- [Data extract]

──────

PR #996, opened 2019-10-11
Support optional params in Oskari.urls.getRoute()

ZakarFin:
Oskari.urls.getRoute() now accepts an optional second parameter for url-params that should be included in the url. Also added sanity checks for url instead of assuming it ends with ? or &

### DIFF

──────

- [Task to complete] A verbatim copy of every entry is required.

- [Exercise answer]
PR #996, opened 2019-10-11
Support optional params in Oskari.urls.getRoute()

ZakarFin:
Oskari.urls.getRoute() now accepts an optional second parameter for url-params that should be included in the url. Also added sanity checks for url instead of assuming it ends with ? or &

### DIFF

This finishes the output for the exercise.